▶ About this task
Whenever a line of the material contains the string "However", it should be copied.

########################################

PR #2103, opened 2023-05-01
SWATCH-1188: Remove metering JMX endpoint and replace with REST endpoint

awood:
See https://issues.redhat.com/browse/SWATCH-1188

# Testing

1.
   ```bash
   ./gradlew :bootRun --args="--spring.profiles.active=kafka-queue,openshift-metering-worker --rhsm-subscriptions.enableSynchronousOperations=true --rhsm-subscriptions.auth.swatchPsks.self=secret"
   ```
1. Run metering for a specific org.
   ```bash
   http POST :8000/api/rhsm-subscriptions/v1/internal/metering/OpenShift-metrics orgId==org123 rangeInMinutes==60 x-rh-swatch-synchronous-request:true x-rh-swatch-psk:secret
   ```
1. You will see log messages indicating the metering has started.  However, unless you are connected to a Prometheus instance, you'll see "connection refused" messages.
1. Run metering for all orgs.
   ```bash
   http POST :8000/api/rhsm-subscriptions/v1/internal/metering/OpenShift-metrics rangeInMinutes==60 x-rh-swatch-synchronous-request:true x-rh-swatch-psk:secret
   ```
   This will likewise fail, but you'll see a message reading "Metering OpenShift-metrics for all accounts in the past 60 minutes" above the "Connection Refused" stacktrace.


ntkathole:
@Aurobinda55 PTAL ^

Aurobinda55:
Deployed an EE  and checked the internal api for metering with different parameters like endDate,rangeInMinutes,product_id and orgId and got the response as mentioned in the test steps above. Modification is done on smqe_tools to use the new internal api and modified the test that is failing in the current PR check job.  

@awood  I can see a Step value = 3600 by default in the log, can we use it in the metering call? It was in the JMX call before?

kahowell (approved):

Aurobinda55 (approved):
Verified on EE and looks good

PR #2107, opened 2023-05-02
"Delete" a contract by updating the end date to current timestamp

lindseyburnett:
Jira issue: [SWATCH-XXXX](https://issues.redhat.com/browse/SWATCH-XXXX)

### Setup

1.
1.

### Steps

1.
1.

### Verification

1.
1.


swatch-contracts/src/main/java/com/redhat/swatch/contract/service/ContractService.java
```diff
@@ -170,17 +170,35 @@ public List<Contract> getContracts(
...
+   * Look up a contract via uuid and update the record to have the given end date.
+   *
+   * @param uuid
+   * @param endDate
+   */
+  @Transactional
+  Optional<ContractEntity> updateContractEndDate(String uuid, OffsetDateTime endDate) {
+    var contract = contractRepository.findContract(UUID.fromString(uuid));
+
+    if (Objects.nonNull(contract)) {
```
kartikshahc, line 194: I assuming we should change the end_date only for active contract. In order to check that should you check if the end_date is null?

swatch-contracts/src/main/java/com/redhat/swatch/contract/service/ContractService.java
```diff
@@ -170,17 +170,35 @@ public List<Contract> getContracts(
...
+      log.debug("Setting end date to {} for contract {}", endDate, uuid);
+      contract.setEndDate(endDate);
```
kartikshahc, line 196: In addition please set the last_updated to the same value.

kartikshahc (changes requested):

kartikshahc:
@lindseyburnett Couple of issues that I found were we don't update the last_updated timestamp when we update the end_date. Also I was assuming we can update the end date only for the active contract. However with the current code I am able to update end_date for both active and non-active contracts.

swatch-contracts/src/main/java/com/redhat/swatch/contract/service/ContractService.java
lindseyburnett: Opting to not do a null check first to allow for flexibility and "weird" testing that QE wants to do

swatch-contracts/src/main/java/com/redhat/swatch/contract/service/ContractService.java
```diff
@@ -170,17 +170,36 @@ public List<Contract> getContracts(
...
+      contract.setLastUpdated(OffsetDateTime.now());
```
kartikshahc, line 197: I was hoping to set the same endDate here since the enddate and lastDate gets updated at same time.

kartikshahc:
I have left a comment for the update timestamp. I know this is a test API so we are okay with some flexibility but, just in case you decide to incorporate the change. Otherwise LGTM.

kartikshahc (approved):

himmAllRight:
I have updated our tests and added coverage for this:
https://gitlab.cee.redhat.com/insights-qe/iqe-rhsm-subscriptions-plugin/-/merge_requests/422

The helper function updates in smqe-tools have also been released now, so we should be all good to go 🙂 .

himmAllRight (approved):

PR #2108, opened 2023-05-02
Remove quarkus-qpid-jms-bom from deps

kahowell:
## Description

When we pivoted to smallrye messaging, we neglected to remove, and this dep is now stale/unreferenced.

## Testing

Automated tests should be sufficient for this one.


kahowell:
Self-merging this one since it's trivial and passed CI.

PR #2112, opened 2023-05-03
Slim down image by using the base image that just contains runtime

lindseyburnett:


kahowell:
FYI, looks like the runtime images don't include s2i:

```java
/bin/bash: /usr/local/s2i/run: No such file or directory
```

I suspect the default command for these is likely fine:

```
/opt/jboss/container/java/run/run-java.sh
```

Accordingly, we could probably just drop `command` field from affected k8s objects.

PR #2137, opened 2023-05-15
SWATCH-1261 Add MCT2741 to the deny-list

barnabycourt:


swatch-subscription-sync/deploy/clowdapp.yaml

########################################

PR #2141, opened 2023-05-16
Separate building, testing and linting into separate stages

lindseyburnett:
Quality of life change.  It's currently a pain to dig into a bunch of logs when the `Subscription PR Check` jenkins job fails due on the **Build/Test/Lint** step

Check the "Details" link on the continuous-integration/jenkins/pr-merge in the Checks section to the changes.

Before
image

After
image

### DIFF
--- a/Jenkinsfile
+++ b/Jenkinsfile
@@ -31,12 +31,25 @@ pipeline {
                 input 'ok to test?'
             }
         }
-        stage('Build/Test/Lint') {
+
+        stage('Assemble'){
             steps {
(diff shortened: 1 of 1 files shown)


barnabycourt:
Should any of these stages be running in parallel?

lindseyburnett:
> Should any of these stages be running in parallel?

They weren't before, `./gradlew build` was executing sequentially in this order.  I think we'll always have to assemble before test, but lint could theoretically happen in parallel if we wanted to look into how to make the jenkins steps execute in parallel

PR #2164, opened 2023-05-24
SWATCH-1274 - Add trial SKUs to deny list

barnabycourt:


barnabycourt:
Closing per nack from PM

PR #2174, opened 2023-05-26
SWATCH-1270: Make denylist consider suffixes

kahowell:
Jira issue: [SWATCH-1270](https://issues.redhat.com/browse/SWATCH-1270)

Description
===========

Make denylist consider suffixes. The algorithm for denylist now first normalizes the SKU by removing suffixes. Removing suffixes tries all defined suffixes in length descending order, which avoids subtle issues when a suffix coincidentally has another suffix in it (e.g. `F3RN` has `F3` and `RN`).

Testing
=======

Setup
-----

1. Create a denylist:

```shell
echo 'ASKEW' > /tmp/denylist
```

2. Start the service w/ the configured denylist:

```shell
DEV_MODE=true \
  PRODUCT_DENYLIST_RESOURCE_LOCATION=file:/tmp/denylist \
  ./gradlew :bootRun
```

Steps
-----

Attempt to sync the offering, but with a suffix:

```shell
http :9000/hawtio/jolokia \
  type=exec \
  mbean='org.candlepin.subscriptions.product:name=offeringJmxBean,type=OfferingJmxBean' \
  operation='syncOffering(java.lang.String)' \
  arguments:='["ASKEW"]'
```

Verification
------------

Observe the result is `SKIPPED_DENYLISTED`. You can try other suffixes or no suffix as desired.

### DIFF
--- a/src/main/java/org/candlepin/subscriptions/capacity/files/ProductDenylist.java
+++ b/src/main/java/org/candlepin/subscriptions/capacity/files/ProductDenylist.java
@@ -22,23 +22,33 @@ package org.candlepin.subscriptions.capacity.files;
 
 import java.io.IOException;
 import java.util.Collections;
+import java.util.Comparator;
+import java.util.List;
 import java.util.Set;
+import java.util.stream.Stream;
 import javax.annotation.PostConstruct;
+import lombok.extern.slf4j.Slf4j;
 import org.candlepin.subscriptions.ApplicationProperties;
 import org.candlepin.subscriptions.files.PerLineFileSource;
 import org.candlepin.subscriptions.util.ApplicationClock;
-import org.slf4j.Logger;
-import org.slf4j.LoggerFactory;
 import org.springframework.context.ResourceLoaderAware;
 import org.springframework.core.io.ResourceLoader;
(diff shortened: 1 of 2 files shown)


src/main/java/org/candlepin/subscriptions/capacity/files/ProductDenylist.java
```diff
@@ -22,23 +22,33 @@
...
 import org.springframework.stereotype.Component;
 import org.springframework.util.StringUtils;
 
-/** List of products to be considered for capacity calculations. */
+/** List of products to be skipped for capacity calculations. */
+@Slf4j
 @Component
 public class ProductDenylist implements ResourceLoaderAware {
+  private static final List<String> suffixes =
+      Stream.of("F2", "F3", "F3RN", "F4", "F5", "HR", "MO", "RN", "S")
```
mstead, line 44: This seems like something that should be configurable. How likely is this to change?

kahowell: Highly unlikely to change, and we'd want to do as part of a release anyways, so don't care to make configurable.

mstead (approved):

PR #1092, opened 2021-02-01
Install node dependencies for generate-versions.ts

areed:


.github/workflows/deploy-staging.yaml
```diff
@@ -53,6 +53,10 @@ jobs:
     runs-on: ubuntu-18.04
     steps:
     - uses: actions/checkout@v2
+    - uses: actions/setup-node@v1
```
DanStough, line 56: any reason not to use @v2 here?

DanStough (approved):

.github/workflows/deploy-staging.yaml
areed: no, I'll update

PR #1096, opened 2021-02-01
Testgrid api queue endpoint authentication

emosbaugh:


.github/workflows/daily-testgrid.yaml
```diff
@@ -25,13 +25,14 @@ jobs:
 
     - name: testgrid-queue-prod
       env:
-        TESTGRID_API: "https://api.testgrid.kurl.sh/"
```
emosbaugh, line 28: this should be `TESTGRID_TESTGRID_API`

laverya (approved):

########################################

▶ Worked solution
1. You will see log messages indicating the metering has started.  However, unless you are connected to a Prometheus instance, you'll see "connection refused" messages.
@lindseyburnett Couple of issues that I found were we don't update the last_updated timestamp when we update the end_date. Also I was assuming we can update the end date only for the active contract. However with the current code I am able to update end_date for both active and non-active contracts.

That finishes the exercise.